一柄長劍從虛空中刺出,然后劃出一個圓圈,然后殷無意推著夏真便是來到了救贖之地大主教的房間之中。
這是一間無法透進半點陽光的房間,但卻一點都不昏暗,房間之中擺放這各種名貴的夜光石,數量之多其價值之昂貴即便是法蘭克家族見到都會為之咋舌。
大主教約翰十三世坐在一張華貴的黃金椅子之中,他的胸部沒有一點起伏,他的眼眶深深的凹陷下去,他的皮膚枯槁如同皮革,看上去仿佛一具剛從石棺之中拖出來的木乃伊一般。

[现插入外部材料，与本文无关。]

PR #12439, opened 2023-10-26
feat(auth): add signInDetails to AuthUser interface

israx:
#### Description of changes

Adds signInDetails to the `AuthUser` interface. This change will provide information used during the sign-in flow, such as `loginId` and `authFlowType`

**DX:**
1. userpool configure to sign-in with either phone_number or email.
Screenshot 2023-10-26 at 9 36 48 AM

2. userpool configure to sign-in with alias
Screenshot 2023-10-26 at 9 38 03 AM

- unit test
- smoke test

#### Checklist

- [x] PR description included
- [x] `yarn test` passes


packages/auth/src/providers/cognito/apis/internal/getCurrentUser.ts
```diff
@@ -1,22 +1,38 @@
...
+	if (isTokensWithSignInDetails(tokens)) {
+		authUser.signInDetails = tokens.signInDetails;
+	}
+	return authUser;
 };
+
+function isTokensWithSignInDetails(
+	tokens: Record<string, unknown>
+): tokens is AuthTokens & { signInDetails: CognitoAuthSignInDetails } {
+	return !!tokens && !!(tokens as any).signInDetails;
```
elorzafe, line 37: Do you need to check what `signInDetails`?

packages/auth/src/providers/cognito/tokenProvider/TokenStore.ts
```diff
@@ -65,14 +65,22 @@ export class DefaultTokenStore implements AuthTokenStore {
...
 				accessToken,
 				idToken,
 				refreshToken,
 				deviceMetadata: (await this.getDeviceMetadata()) ?? undefined,
 				clockDrift,
 				username: await this.getLastAuthUser(),
 			};
+
+			if (signInDetails) {
+				tokens.signInDetails = JSON.parse(signInDetails);
```
elorzafe, line 81: Do we need to check if this throws?

packages/auth/src/providers/cognito/tokenProvider/TokenStore.ts
```diff
@@ -125,6 +133,12 @@ export class DefaultTokenStore implements AuthTokenStore {
 				tokens.deviceMetadata.randomPassword
 			);
 		}
+		if (!!tokens.signInDetails) {
+			await this.getKeyValueStorage().setItem(
+				authKeys.signInDetails,
+				JSON.stringify(tokens.signInDetails)
```
elorzafe, line 139: Do we need to check if this throws?

packages/auth/src/providers/cognito/tokenProvider/TokenStore.ts
jimblanc: Looks like it's wrapped in a try-catch if that's adequate?

jimblanc (dismissed):
LGTM

packages/auth/src/providers/cognito/apis/internal/getCurrentUser.ts
cshfang, line 37: Nit: Could be more concise
```ts
	return !!(tokens as any)?.signInDetails;
```

packages/auth/src/providers/cognito/apis/internal/getCurrentUser.ts
```diff
@@ -1,22 +1,38 @@
...
 		username: username as string,
 		userId: sub as string,
 	};
+	if (isTokensWithSignInDetails(tokens)) {
+		authUser.signInDetails = tokens.signInDetails;
+	}
+	return authUser;
 };
+
+function isTokensWithSignInDetails(
```
cshfang, line 34: Nit: Does this need to be a type predicate? Is there any reason above to narrow type? I'm just wondering if this function can be something like `getSignInDetailsFromTokens` and just return either `CognitoAuthSignInDetails | undefined` - which would help consolidate some logic above

packages/auth/src/providers/cognito/tokenProvider/TokenOrchestrator.ts
```diff
@@ -62,7 +63,9 @@ export class TokenOrchestrator implements AuthTokenOrchestrator {
 
 	async getTokens(
 		options?: FetchAuthSessionOptions
-	): Promise<AuthTokens | null> {
+	): Promise<
+		(AuthTokens & { signInDetails?: CognitoAuthSignInDetails }) | null
```
cshfang, line 67: Nit: I'm sure there was a reason for this but why can't `signInDetails` just be an optional property on `AuthTokens`?

packages/auth/src/providers/cognito/tokenProvider/TokenStore.ts
elorzafe: if there is something that was modified I would handle that there. can you change that @israx ?

packages/auth/src/providers/cognito/types/outputs.ts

“地獄道?”夏真卻是一點都不驚訝的說:“看來我們來的時機并不對。”
“不,他已經從地獄道中回來了。”殷無意話音未落,約翰十三世的皮膚開始變得充盈,他的眼眶慢慢的凸了起來,撐起了眼皮令其看上去不再那么的令人汗毛倒立,跟著他的胸部也漸漸的起伏,開始有了呼吸。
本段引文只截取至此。